A three-tier hierarchy has been established to maximise the use of observable market data and minimise the use of unobservable inputs and to establish classification of fair value measurements for disclosure purposes.

 

Inputs refer broadly to the assumptions that market participants would use in pricing the asset or liability, including assumptions about risk, for example, the risk inherent in a particular valuation technique used to measure fair value including such a pricing model and/or the risk inherent in the inputs to the valuation technique. Inputs may be observable or unobservable.

 

Observable inputs are inputs that reflect the assumptions market participants would use in pricing the asset or liability developed based on market data obtained from sources independent of the reporting entity.

 

Unobservable inputs are inputs that reflect the reporting entity's own assumptions about the assumptions market participants would use in pricing the asset or liability developed based on best information available in the circumstances.

 

The three-tier hierarchy of inputs is summarised in the three broad levels listed below:

 

•      Level 1 - the unadjusted quoted price in an active market for identical assets or liabilities that the entity can access at the measurement date;

 

•      Level 2 - inputs other than quoted prices included within Level 1 that are observable (i.e. developed using market data) for the asset or liability, either directly or indirectly; and

 

•      Level 3 - inputs are unobservable (i.e. for which market data is unavailable) for the asset or liability.

 

(g) Gains and losses on investments

 

When the Company sells or revalues its investments during the year, any gains or losses arising are credited/charged to the Income Statement.

 

(h) Critical accounting judgements and key sources of estimation uncertainty

 

Disclosure is required of judgements and estimates made by the Board and the Manager in applying the accounting policies that have a significant effect on the Financial Statements.

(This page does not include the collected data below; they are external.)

PR #5166, opened 2021-01-23
Add support for the BASIC family of programming languages

telnet23:
## Description

As I reported in #5156, many BASIC programs have been incorrectly labeled as VBA (or Visual Basic .NET if they have not been updated since #4725). There are numerous dialects of [BASIC](https://en.wikipedia.org/wiki/BASIC) (e.g. AppleSoft, Commodore, GW-BASIC), but most dialects share similar syntax and reserved words, and all dialects are collectively known as BASIC. At the very least, a file with the extension `.bas` and line numbering should be labeled as BASIC rather than Visual Basic .NET or VBA. Therefore, I have added a BASIC language along with an appropriate grammar and sample, and I have added a heuristic to check for line numbering.

## Checklist

- [x] **I am adding a new language**
  - [x] The extension of the new language is used in hundreds of repositories on GitHub.com
    * https://github.com/search?q=10+20+30+GOTO+extension%3Abas&type=Code
  - [x] I have included a real-world usage sample for all extensions added in this PR
    * https://github.com/telnet23/bas/blob/master/mandelbrot.bas
  - [x]  I have included a syntax highlighting grammar
    * https://github.com/telnet23/language-basic
  - [x] I have updated the heuristics to distinguish my language from others using the same extension
    * Added a heuristic to check for line numbering

PR #6320, opened 2023-03-14
Edit BASIC heuristic to avoid false positives + new sample

DecimalTurn:
There is currently at least 2 occurences of false positives with the BASIC heuristic (`'^\s*\d+'`) introduced in https://github.com/github/linguist/pull/5166/:

1) If a VBA file contains line numbers, it will automatically be identified as BASIC. It is not that common for VBA code to have line numbers, but some people like to use them to improve error reporting.
eg. https://github.com/Sven-Bo/Integrate-ChatGPT-in-Excel-using-VBA/blob/master/mChatGPT.bas#L34

2) In VBA (or VB6), an underscore can be used as a line continuation character which means that lines can be split and there is the possibility that a number ends up being the first thing on the second line thus matching with the heuristic.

The area involving the highest degree of judgement and estimates is the valuation of unlisted investments recognised in Note 8 and 16 in the Annual Report and explained in Note 1(e) above. Contingent consideration is valued based on the expected proceeds recoverable.

 

In the opinion of the Board and the Manager, there are no critical accounting judgements.

 

Reserves

 

Share premium account

 

The share premium account represents the premium above nominal value received by the Company on issuing shares net of share issue cost, including £418,156 (2024: £249,455) of trail commission. This reserve is non-distributable.

 

Capital redemption reserve

 

The nominal value of shares repurchased and cancelled is represented in the capital redemption reserve. This reserve is non-distributable.

 

Capital reserve - unrealised

 

Increases and decreases in the fair value of investments are recognised in the Income Statement and are then transferred to the capital reserve unrealised account. This reserve is generally non-distributable other than the part of the reserve relating to gains/(losses) attributable to readily realisable quoted investments which are distributable.

 

Capital reserve - realised

 

Gains or losses on investments realised in the year that have been recognised in the Income Statement are transferred to the capital reserve realised account on disposal. Furthermore, any prior unrealised gains or losses on such investments are transferred from the capital reserve unrealised account to the capital reserve realised account on disposal. This reserve is distributable.

 

Special distributable reserve

 

The total cost to the Company of the repurchase and cancellation of shares is represented in the special distributable reserve account. The special distributable reserve also represents capital dividends, capital investment management fees and the tax effect of capital items. This reserve is distributable.

 

Revenue reserve

 

The revenue reserve represents accumulated profits retained by the Company that have not been distributed to Shareholders as a dividend. This reserve is distributable.

 

Return per ordinary share

 

Year ended

31 December 2025

Year ended

31 December 2024

The returns per share have been based on the following figures:

 

Weighted average number of Ordinary Shares

 

Revenue return

Capital return

 

 

152,609,716

 

£861,000

(£372,000)

 

 

141,840,449

 

£874,000

£1,361,000

Total return

£489,000

£2,235,000

 

Net asset value per Ordinary Share

 

The net asset value per Ordinary Share as at 31 December 2025 has been calculated using the number of Ordinary Shares in issue at that date of: 153,188,606 (2024: 141,626,927).

 

Directors' Responsibility Statement

 

The Directors confirm that, to the best of their knowledge:

 

•    the Financial Statements have been prepared in accordance with the applicable accounting standards and give a true and fair view of the assets, liabilities, financial position and profit or loss of the Company as at 31 December 2025 and for the year to that date;

 

•    the Directors' Report includes a fair review of the development and performance of the Company, together with a description of the principal and emerging risks that it faces; and

 

•    the Annual Report and Financial Statements taken as a whole is fair, balanced and understandable and provides the information necessary for Shareholders to assess the Company's position and performance, business model and strategy.

 

Other Information

 

The Annual General Meeting will be held on Thursday 7 May 2026, commencing at 12.00 noon at the offices of Maven Capital Partners UK LLP, 6th Floor, Saddlers House, 44 Gutter Lane, London EC2V 6BR.

 

The Annual Report and Financial Statements for the year ended 31 December 2025 will be issued to Shareholders and filed with the Registrar of Companies in due course.

 

The financial information contained within this announcement does not constitute the Company's statutory Financial Statements as defined in the Companies Act 2006. The statutory Financial Statements for the year ended 31 December 2024 have been delivered to the Registrar of Companies and contained an audit report that was unqualified and did not constitute statements under S498(2) or S498(3) of the Companies Act 2006.

 

Copies of this announcement, and of the Annual Report and Financial Statements for the year ended 31 December 2025, will be available, in due course, to the public at the registered office of the Company, Kintyre House, 205 West George Street, Glasgow, G2 2LW and on the Company's webpage: mavencp.com/migvct4.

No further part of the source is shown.